■ What is expected ■
Search the records below for the word "this". Copy each line where it occurs.

(Listed records begins)

PR #473, opened 2017-02-03
Merge tykcommon into tyk

mvdan:
See https://github.com/TykTechnologies/tyk/issues/390.

@lonelycode @buger PTAL

### DIFF
--- a/api.go
+++ b/api.go
@@ -15,7 +15,7 @@ import (
 	"time"
 
 	"github.com/TykTechnologies/logrus"
-	"github.com/TykTechnologies/tykcommon"
+	"github.com/TykTechnologies/tyk/apidef"
 	"github.com/gorilla/context"
 	"github.com/nu7hatch/gouuid"
 	"golang.org/x/crypto/bcrypt"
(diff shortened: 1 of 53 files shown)


mvdan:
Also, I went with the simplest forms of package names, `/log` and `/apidef`. We can hide `log` inside `/internal` and version via `/apidef/v0` later.

buger:
It looks sane to me, but since this is mostly not about tech but about vision, I would like to get @lonelycode approval here. 

Also, I assume rest of repositories which use `tykcommon` should be updated as well?

mvdan:
> It looks sane to me, but since this is mostly not about tech but about vision, I would like to get @lonelycode approval here.

I got his approval on the idea in #390, so this should only be about execution.

> Also, I assume rest of repositories which use tykcommon should be updated as well?

We should do it the sooner the better. But since we're not taking down the other repos yet, we can give it a couple of weeks.

buger:
Ok, let's merge it. But please create Issue to update all tykcommon references (you can find them using https://github.com/search?q=tykcommon&type=Code&utf8=%E2%9C%93)

lonelycode:
@buger Seconded, please raise an issue in each relevant repository, assign a milestone and get it into the v2.4 (or related project) milestone / board backlog.

mvdan:
@lonelycode @buger you can find them referenced in #390. I just opened them, haven't assigned/milestoned them.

(Listed records ends)

■ Exercise answer ■
It looks sane to me, but since this is mostly not about tech but about vision, I would like to get @lonelycode approval here. 
> It looks sane to me, but since this is mostly not about tech but about vision, I would like to get @lonelycode approval here.
I got his approval on the idea in #390, so this should only be about execution.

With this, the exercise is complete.